It’s hard, as an audience member, to imagine a comedy about one of the world’s most prominent horrors and atrocious leaders: the Holocaust and Adolf Hitler. However, actor and director Taika Waititi took a break from his Marvel roots to create what is arguably one of the greatest works of political satire of all time, Jojo Rabbit.
There are several different politically satirical films that teeter on the border of educating and entertaining and offensive and inappropriate, such as The Interview or The Death of Stalin, but Waititi’s work on Jojo Rabbit acts as an eye opening look into the Third Reich and a tonal rollercoaster.
Taking place in the middle of Nazi Germany, Jojo (Roman Griffin Davis) is a 10-year-old boy trying to be the best Nazi he can be to make his imaginary friend, Adolf Hitler, proud. Brainwashed by copious amounts of propaganda, Jojo is blindsided by his mother after discovering she is housing a young Jewish girl in their house.
Though the premise seems like a fantastic set up for some light-hearted satire with a heavy subject, Waititi brilliantly layers applicable life lessons with factual information from the time period that come together to create a shift in the film’s tone that no one is emotionally prepared for.
Most of the shift’s execution comes from the phenomenal cast. That includes Scarlett Johansson as Rosie, Jojo’s mom; Sam Rockwell as Captain Klenzendorf, Jojo’s Nazi training leader; Archie Yates as Yorki, Jojo’s best friend; and Thomasin McKenzie as Elsa. Each performance brings the perfect amount of nuance without any sign of a weak link to drag the film’s quality down.
Davis’ performance of the titular character is fresh and heartbreaking as audiences watch the struggle of a young boy just trying to do what he thinks is right. As McKenzie’s Elsa says “You’re not a Nazi, Jojo. You’re a 10-year-old kid who likes dressing up in a funny uniform and wants to be part of a club.”

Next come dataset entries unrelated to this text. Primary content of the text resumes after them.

PR #326, opened 2023-03-07
weight schedd selection by RecentDaemonCoreDutyCycle

marcmengel:
From my discussion with Nick... We can even up busy vs not busy schedds.

### DIFF
--- a/lib/condor.py
+++ b/lib/condor.py
@@ -54,7 +54,29 @@ def get_schedd(vargs: Dict[str, Any]) -> classad.ClassAd:
     if vargs.get("verbose", 0) > 1:
         print(f"post-query schedd classads: {schedds} ")
 
-    res = random.choice(schedds)
+        print("")
+
+    weighted_schedds = []
+    for s in schedds:
+        name = s.eval("Name")
+        rdcdc = s.eval("RecentDaemonCoreDutyCycle")
+
+        if vargs.get("verbose", 0) > 0:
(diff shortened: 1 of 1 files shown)


lib/condor.py
```diff
@@ -54,7 +54,29 @@ def get_schedd(vargs: Dict[str, Any]) -> classad.ClassAd:
...
+        weighted_schedds.append(s)
+        if rdcdc < 0.5:
+            weighted_schedds.append(s)
+        if rdcdc < 0.1:
+            weighted_schedds.append(s)
+        if rdcdc < 0.05:
+            weighted_schedds.append(s)
+            weighted_schedds.append(s)
+
+    res = random.choice(weighted_schedds)
```
shreyb, line 79: This is fine, but python 3.6 and above has a `random.choices` that allows you to weight your choices.  

https://docs.python.org/3/library/random.html#random.choices

I'll leave it up to you as to whether to use that or not, but it might come out a bit idiomatic/cleaner, especially the part where you compute the weights.

shreyb (changes requested):

lib/condor.py
marcmengel: Trying that...

marcmengel: Does this look better now @shreyb ?

shreyb (approved):
Thanks Marc - this looks great.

The shift in tone comes when the film stops focusing on being silly and outright ridiculous and instead showcases the brutal horrors of the situation. The fact that Jojo was so caught up in the violent and vicious ways of the war and propaganda isn’t truly realized until Jojo begins to truly open his eyes. The audience goes on Jojo’s personal growth journey with him, and it reveals parallels of propaganda and brainwashing behavior in today’s society as well.
The shining star of the film is Waititi. Between his direction of the film and his incredible performance as a 10-year-old’s vision of Hitler, Waititi is nothing short of genius. He utilizes incredible camerawork, gut-punching tonal shifts and the perfect music from Michael Giacchino to make the film a phenomenal work of art. All directors and satirical writers should take notes from Waititi’s brilliant Jojo Rabbit.